Sí, es verdad que "d'occasion" corresponde raramente a una verdadera ocasión. Pero aquí en Francia, como dice Martine, se dice "d'occasion" para decir "de segunda mano". No sabía que los belgas sí utilizaban "de seconde main". Sería bueno que los franceses imitasen en eso a los belgas.


----------



## Domtom

Muchas gracias, *Martine* y *Lp* de Francia.

De todas maneras, yo esperaba una respuesta en función de que para unas cosas lo uno y para otras lo otro, puesto que encontré esto:

*de segunda mano *d’occasion (ventas), de seconde main (informaciones).
 
RAMÓN GARCÍA-PELAYO Y GROSS, JEAN TESTAS et collaborateurs: *Grand Dictionnaire  **Espagnol-Français Français-Espagnol.  *Larousse-Bordas, Paris, 2ème édition, 1998, (XIV + 850 + 62 + 716) pages. Page 523 de E-F.

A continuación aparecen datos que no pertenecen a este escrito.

PR #366, opened 2025-03-11
Add Clear-Site-Data Clear Cache interaction with prefetch

srwei:
Corresponding CL: https://chromium-review.googlesource.com/c/chromium/src/+/6311760

### DIFF
--- a/prefetch.bs
+++ b/prefetch.bs
@@ -869,7 +869,7 @@ The header field is an [[RFC9651]] Structured Header whose value must be a [=str
   Modify [$clear cache for origin$] to add the following step at the end.
 
   1. [=list/For each=] [=prefetch record=] |prefetchRecord| in the user agent's |activeDocument|'s [=Document/prefetch records=]:
-  1. If |prefetchRecord|'s [=document state/initiator origin=] is [=same origin=] with |activeDocument|'s [=Document/origin=], then [=prefetch record/cancel and discard=] |prefetchRecord| given |document|.
+  1. If |prefetchRecord|'s [=document state/initiator origin=] is [=same origin=] with |activeDocument|'s [=Document/origin=], then [=prefetch record/cancel and discard=] |prefetchRecord| given <var ignore>origin</var>.
 </div>
 
 
--- a/prefetch.bs
+++ b/prefetch.bs
@@ -100,6 +100,7 @@ spec: html; urlPrefix: https://html.spec.whatwg.org/multipage/
       text: determine the origin; url: determining-the-origin
       text: navigable container; url: navigable-container
       text: parent; url: nav-parent
+      text: top-level traversable set; url: top-level-traversable-set
     urlPrefix: dom.html
       text: cross-origin opener policy; for: Document; url: concept-document-coop
     urlPrefix: semantics.html
@@ -713,6 +714,17 @@ This section contains patches to [[NAVIGATION-TIMING]].
     Add an additional parameter to [=create the navigation timing entry=], which is a [=string=] <var ignore>deliveryType</var>, and pass it as an additional argument to [=setup the resource timing entry=].
 </div>
 
+<h2 id="interaction-with-other-specs">Interaction with other specifications and concepts</h2>
+
+<div algorithm="clear prefetch cache for origin patch">
+  Modify [$clear cache for origin$] to add the following step at the end.
+
+  1. [=list/For each=] [=navigable/top-level traversable=] |traversable| in the user agent's [=top-level traversable set=]:
+    1. Let |navigables| be the [=list=] of [=Document/inclusive descendant navigables=] from |traversable|'s [=navigable/active document=].
+    2. [=list/For each=] [=navigable/active document=] |activeDocument| in |navigables|:
+      1. [=prefetch record/cancel and discard=] |activeDocument|'s [=Document/prefetch records=].
+</div>
+
 <h2 id="prefetch-algorithms">Prefetch algorithms</h2>
 
 <p class="issue">Check Service Worker integration</p>
@@ -862,16 +874,6 @@ The following parameters are defined for the `prefetch` token:
 The \`<code><dfn http-header>Sec-Speculation-Tags</dfn></code>\` HTTP request header specifies the web developer-provided tags associated with the speculative navigation request. It can also be used to distinguish speculative navigation requests from other speculative requests, since [:Sec-Purpose:] can be sent by both categories of request.
 
 The header field is an [[RFC9651]] Structured Header whose value must be a [=structured header/List=]. The list can contain either [=structured header/Token=] or [=structured header/String=] values. String values represent developer-provided tags, whereas token values represent predefined tags. As of now, the only predefined tag is `null`, which indicates a speculative navigation request with no developer-defined tag.
-
-<h2 id="interaction-with-other-specs">Interaction with other specifications and concepts</h2>
-
-<div algorithm="clear prefetch cache for origin patch">
-  Modify [$clear cache for origin$] to add the following step at the end.
-
-  1. [=list/For each=] [=prefetch record=] |prefetchRecord| in the user agent's |activeDocument|'s [=Document/prefetch records=]:
-  1. If |prefetchRecord|'s [=document state/initiator origin=] is [=same origin=] with |activeDocument|'s [=Document/origin=], then [=prefetch record/cancel and discard=] |prefetchRecord| given <var ignore>origin</var>.
-</div>
-
 
 <h2 id="security-considerations">Security considerations</h2>
 
--- a/prefetch.bs
+++ b/prefetch.bs
@@ -723,7 +723,7 @@ This section contains patches to [[NAVIGATION-TIMING]].
     2. [=list/For each=] |navigable| in |navigables|:
       1. Let |activeDocument| be the |navigable|'s [=navigable/active document=].
       2. [=list/For each=] |prefetchRecord| in |activeDocument|'s [=Document/prefetch records=]:
-        1. [=prefetch record/cancel and discard=] the |prefetchRecord|.
+        1. [=prefetch record/Cancel and discard=] |prefetchRecord| given |activeDocument|.
 </div>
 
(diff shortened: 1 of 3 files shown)


prefetch.bs
```diff
@@ -863,6 +863,16 @@ The \`<code><dfn http-header>Sec-Speculation-Tags</dfn></code>\` HTTP request he
 
 The header field is an [[RFC9651]] Structured Header whose value must be a [=structured header/List=]. The list can contain either [=structured header/Token=] or [=structured header/String=] values. String values represent developer-provided tags, whereas token values represent predefined tags. As of now, the only predefined tag is `null`, which indicates a speculative navigation request with no developer-defined tag.
 
+<h2 id="interaction-with-other-specs">Interaction with other specifications and concepts</h2>
```
domenic, line 866: Let's make this section "Clear Site Data patches" and put it below "Navigation Timing patches".

prefetch.bs
```diff
@@ -863,6 +863,16 @@ The \`<code><dfn http-header>Sec-Speculation-Tags</dfn></code>\` HTTP request he
...
+
+<div algorithm="clear prefetch cache for origin patch">
+  Modify [$clear cache for origin$] to add the following step at the end.
+
+  1. [=list/For each=] [=prefetch record=] |prefetchRecord| in the user agent's |activeDocument|'s [=Document/prefetch records=]:
```
domenic, line 871: |activeDocument| is not defined anywhere, and it doesn't sound like something the user agent has.

I think that, like https://wicg.github.io/nav-speculation/prerendering.html#interaction-with-clear-site-data-clear-cache , we should start from the user agent's top-level traversable set. From there we can get the [inclusive descendant navigables](https://html.spec.whatwg.org/#inclusive-descendant-navigables) and look at each of their `[=navigable/active document=]`s.

prefetch.bs
```diff
@@ -863,6 +863,16 @@ The \`<code><dfn http-header>Sec-Speculation-Tags</dfn></code>\` HTTP request he
...
+  1. If |prefetchRecord|'s [=document state/initiator origin=] is [=same origin=] with |activeDocument|'s [=Document/origin=], then [=prefetch record/cancel and discard=] |prefetchRecord| given <var ignore>origin</var>.
```
domenic, line 872: This should be indented so that it's nested in the output. (I realize we didn't catch this on prerendering... I'll push a quick commit fixing it.)

domenic, line 872: "initiator origin" is a property of a document state (as indicated by the syntax `[=document state/initiator origin=]`). It is not a property of prefetch records.

I think no such test is necessary here (although it might be in the implementation) since in the spec the prefetch records live on documents and so origin partitioning is automatic.

domenic (changes requested):

prefetch.bs
srwei: Taking a look at how [inclusive descendant navigables ](https://html.spec.whatwg.org/#inclusive-descendant-navigables) is described as being "inclusive ancestor navigables of a Document", I'm a bit confused when you mean getting all the active documents from each inclusive descendant navigable.  My understanding was that for each traversable, there is one active document, with each active document potentially having multiple inclusive descendent navigables (line above the link)

prefetch.bs
srwei: I think I see what you mean here. If we [cancel and discard](https://wicg.github.io/nav-speculation/prefetch.html#prefetch-record-cancel-and-discardl) all prefetchRecords on a particular Document (in this case, the activeDocument where Clear-Site-Header header is coming from), then we know that their referring origin is same as Document's origin, since as you mentioned, there already is origin partitioning. Does that sound right to you?

prefetch.bs
domenic: Yes, your understanding is basically correct. So the route to get all documents in the entire user agent would be something like:

```js
const topLevelTraversables = userAgent.topLevelTraversableSet();
const allNavigables = topLevelTraversables.flatMap(t => inclusiveDescendantNavigables(t.activeDocument));
const allDocuments = allNavigables.map(n => n.activeDocument);
```

(Expressing this in specs probably looks like a version of this that only uses `for`-`of` instead of `flatMap()`/`map()`.)

prefetch.bs
domenic: Yep, that sounds right to me!

srwei: Thank you!

prefetch.bs
srwei: Thanks! Just pushed with wording that was based on other HTML specs. Not sure if it would be better to have 3 for-loop statements here, so defined a list instead for one of them as it seems easier to read for me.

prefetch.bs
```diff
@@ -713,6 +714,18 @@ This section contains patches to [[NAVIGATION-TIMING]].
     Add an additional parameter to [=create the navigation timing entry=], which is a [=string=] <var ignore>deliveryType</var>, and pass it as an additional argument to [=setup the resource timing entry=].
 </div>
 
+<h2 id="interaction-with-other-specs">Interaction with other specifications and concepts</h2>
+
+<div algorithm="clear prefetch cache for origin patch">
+  Modify [$clear cache for origin$] to add the following step at the end.
+
+  1. [=list/For each=] [=navigable/top-level traversable=] |traversable| in the user agent's [=top-level traversable set=]:
+    1. Let |navigables| be the [=list=] of [=Document/inclusive descendant navigables=] from |traversable|'s [=navigable/active document=].
```
domenic, line 723:
```suggestion
    1. Let |navigables| be the [=Document/inclusive descendant navigables=] of |traversable|'s [=navigable/active document=].
```

prefetch.bs
```diff
@@ -713,6 +714,18 @@ This section contains patches to [[NAVIGATION-TIMING]].
...
+    2. Let |documents| be the [=list=] of |navigables|' [=navigable/active document=]s.
+    3. [=list/For each=] [=navigable/active document=] |activeDocument| in |documents|:
```
domenic, line 725: It's probably cleaner to loop over _navigables_ and then inside the loop look at `|navigable|'s [=navigable/active document=]`.

prefetch.bs
```diff
@@ -713,6 +714,18 @@ This section contains patches to [[NAVIGATION-TIMING]].
...
+      1. [=prefetch record/cancel and discard=] |activeDocument|'s [=Document/prefetch records=].
```
domenic, line 726: You need to loop over each prefetch record. "Cancel and discard" takes a prefetch record + a document, but `|activeDocument|'s [=Document/prefetch records=]` is a list. Make sure to match up the type signatures at the call site and declaration site.

prefetch.bs
```diff
@@ -713,6 +714,18 @@ This section contains patches to [[NAVIGATION-TIMING]].
     Add an additional parameter to [=create the navigation timing entry=], which is a [=string=] <var ignore>deliveryType</var>, and pass it as an additional argument to [=setup the resource timing entry=].
 </div>
 
+<h2 id="interaction-with-other-specs">Interaction with other specifications and concepts</h2>
+
+<div algorithm="clear prefetch cache for origin patch">
+  Modify [$clear cache for origin$] to add the following step at the end.
+
+  1. [=list/For each=] [=navigable/top-level traversable=] |traversable| in the user agent's [=top-level traversable set=]:
```
domenic, line 722:
```suggestion
  1. [=list/For each=] [=navigable/top-level traversable=] |traversable| of the user agent's [=top-level traversable set=]:
```

(per https://infra.spec.whatwg.org/#list-iterate)

prefetch.bs
```diff
@@ -100,6 +100,7 @@ spec: html; urlPrefix: https://html.spec.whatwg.org/multipage/
       text: determine the origin; url: determining-the-origin
       text: navigable container; url: navigable-container
       text: parent; url: nav-parent
+      text: top-level traversable set; url: top-level-traversable-set
```
domenic, line 103: You can delete this as long as you change `[=top-level traversable set=] ` to `[=user agent/top-level traversable set=]`.

(You can tell by looking at https://dontcallmedom.github.io/webdex/t.html#top-level%20traversable%20set%40%40user%20agent%40dfn which says `(concept for user agent)`.)

domenic (commented):
This approach looks good, just some suggestions on how to word it better to fit the usual patterns for spec language.

prefetch.bs
srwei: Yeah I agree, I was trying to prevent having too many loops, but this way is more readable. Realizing the spec is written very much how code would function, but just in spec related syntax.

prefetch.bs
srwei: Thanks, updated the usage in prerendering as well to fit the spec for list-iterate.

prefetch.bs
srwei: Ah I keep forgetting to check this github before making additions to include external specs. Will try to keep this in mind, thanks. Also made the corresponding change in prerendering.bs.

prefetch.bs
```diff
@@ -713,6 +713,19 @@ This section contains patches to [[NAVIGATION-TIMING]].
...
+
+<div algorithm="clear prefetch cache for origin patch">
+  Modify [$clear cache for origin$] to add the following step at the end.
+
+  1. [=list/For each=] [=navigable/top-level traversable=] |traversable| of the user agent's [=user agent/top-level traversable set=]:
+    1. Let |navigables| be the [=Document/inclusive descendant navigables=] of |traversable|'s [=navigable/active document=].
+    2. [=list/For each=] |navigable| in |navigables|:
+      1. Let |activeDocument| be the |navigable|'s [=navigable/active document=].
+      2. [=list/For each=] |prefetchRecord| in |activeDocument|'s [=Document/prefetch records=]:
+        1. [=prefetch record/cancel and discard=] the |prefetchRecord|.
```
domenic, line 726:
```suggestion
        1. [=prefetch record/Cancel and discard=] |prefetchRecord| given |activeDocument|.
```

domenic (approved):
LGTM with one last call site mismatch. Thanks so much!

¿Qué rayos quiere decir con "informaciones"?

Por cierto, no sabía lo de en Francia, en Bélgica.


----------



## Cintia&Martine

Re...,

Tienes razón, mea culpa, lo siento (¿ya me flagelé bastante ? )
Sí se emplea par la información, quiere decir que la fuente de una información (_renseignement_) no es directa sino que ya ha sido filtrada por un intermediario.

Au revoir, hasta luego


----------



## lpfr

No había pensado en las informaciones de segunda mano. 

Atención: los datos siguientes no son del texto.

PR #376, opened 2025-05-01
Add "prefetchCache" and "prerenderCache" Clear Site Data support

### LINKED ISSUE #357: Specify clear-site-data integration, and special keywords for prefetch and prerender
We should specify (and implement) that clear-site-data clears all active prerenders and prefetches, when you use the `"cache"` value. This would be done by patching the https://w3c.github.io/webappsec-clear-site-data/#clear-cache spec (probably via more monkeypatches in the prefetch / prerender specs).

Se trata des informaciones que no vienen directamente: "mi amigo dice que su cuñado le dijo..." o "según los viajeros provenientes de la zona...".


----------



## Domtom

Sí, no son informaciones de ocasión, sino de segunda mano... aunque ahora no sé si en español diríamos para las informaciones, "de segunda mano", igual sí. Lo que es seguro es que tenemos informaciones de primera mano, por ejemplo: "Sé de primera mano que han absuelto a nuestro amigo, puesto que me lo acaba de decir su abogado".


----------



## yserien

"Sé de primera mano," quizá suene un poco envejecido ; ahora lo que se lleva es "de fuentes bien informadas, solventes, dignas de crédito...."


----------



## Paquita

Je viens à penser à quelque chose qui pourrait avoir le sens que tu recherches...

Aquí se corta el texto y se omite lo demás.